▶ EXERCISE DESCRIPTION: What lines of the material below include the string "volumeFilterMode"? Copy all of them.

▶ INFORMATION GIVEN:
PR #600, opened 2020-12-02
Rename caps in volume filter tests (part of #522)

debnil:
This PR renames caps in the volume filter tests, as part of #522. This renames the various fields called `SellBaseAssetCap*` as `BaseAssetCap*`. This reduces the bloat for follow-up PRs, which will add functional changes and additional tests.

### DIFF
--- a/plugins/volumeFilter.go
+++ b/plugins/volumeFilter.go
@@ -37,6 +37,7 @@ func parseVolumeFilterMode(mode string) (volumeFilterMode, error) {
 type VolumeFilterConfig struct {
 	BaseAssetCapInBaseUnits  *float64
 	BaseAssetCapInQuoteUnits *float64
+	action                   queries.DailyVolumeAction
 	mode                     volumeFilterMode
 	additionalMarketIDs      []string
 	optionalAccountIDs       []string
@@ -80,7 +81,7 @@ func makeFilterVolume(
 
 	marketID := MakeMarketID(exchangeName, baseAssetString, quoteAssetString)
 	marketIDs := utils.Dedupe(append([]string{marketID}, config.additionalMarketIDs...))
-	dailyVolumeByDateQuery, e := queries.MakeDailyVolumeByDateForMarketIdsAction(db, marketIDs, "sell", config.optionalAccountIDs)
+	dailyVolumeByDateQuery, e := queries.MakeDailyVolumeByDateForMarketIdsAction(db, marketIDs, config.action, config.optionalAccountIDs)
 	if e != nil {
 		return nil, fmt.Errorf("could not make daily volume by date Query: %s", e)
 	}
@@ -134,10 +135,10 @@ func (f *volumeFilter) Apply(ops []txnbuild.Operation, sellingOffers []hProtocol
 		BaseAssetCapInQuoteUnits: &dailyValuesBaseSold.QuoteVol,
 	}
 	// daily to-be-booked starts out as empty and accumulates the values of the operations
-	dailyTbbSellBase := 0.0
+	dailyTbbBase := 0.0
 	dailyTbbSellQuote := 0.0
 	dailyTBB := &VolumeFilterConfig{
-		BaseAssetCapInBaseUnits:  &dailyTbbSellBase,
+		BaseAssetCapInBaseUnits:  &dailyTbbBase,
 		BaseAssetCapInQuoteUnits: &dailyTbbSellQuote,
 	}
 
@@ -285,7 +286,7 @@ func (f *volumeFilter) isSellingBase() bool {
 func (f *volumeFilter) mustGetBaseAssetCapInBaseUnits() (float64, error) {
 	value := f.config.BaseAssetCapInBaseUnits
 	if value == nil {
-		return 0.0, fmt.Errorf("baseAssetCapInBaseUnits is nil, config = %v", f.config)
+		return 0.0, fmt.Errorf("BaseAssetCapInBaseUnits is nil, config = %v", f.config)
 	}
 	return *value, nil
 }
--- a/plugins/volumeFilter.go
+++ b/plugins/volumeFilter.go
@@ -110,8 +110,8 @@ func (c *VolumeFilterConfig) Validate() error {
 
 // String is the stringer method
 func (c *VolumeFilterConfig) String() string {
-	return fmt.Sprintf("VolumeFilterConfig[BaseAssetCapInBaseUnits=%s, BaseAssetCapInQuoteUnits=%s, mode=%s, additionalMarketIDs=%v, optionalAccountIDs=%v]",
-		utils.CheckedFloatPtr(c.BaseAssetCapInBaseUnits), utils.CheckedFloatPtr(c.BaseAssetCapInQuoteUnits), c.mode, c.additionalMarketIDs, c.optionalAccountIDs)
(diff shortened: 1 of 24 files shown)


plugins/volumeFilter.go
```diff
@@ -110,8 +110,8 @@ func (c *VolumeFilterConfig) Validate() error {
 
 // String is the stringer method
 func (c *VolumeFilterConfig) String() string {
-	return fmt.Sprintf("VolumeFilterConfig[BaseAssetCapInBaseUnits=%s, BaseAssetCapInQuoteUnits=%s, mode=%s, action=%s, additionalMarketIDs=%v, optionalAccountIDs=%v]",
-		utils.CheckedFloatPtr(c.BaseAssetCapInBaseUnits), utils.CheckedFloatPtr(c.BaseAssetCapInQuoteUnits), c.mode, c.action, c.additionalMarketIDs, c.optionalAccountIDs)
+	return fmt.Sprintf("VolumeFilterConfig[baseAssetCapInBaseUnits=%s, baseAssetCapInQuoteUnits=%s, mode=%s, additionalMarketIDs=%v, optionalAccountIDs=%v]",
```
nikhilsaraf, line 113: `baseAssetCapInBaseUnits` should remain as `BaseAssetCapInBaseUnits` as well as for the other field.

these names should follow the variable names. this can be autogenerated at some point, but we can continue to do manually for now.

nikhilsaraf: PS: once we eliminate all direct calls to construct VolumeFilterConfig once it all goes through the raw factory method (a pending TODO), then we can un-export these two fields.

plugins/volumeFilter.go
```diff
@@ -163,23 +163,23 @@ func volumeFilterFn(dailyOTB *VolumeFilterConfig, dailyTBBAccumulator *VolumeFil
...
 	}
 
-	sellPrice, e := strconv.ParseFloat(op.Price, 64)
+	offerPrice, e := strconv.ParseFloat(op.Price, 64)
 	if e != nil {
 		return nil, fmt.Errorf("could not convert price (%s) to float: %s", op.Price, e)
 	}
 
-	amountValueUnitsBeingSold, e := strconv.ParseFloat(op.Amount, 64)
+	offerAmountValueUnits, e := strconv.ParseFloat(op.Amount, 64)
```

▶ ANSWER BELOW:
@@ -37,6 +37,7 @@ func parseVolumeFilterMode(mode string) (volumeFilterMode, error) {
 	mode                     volumeFilterMode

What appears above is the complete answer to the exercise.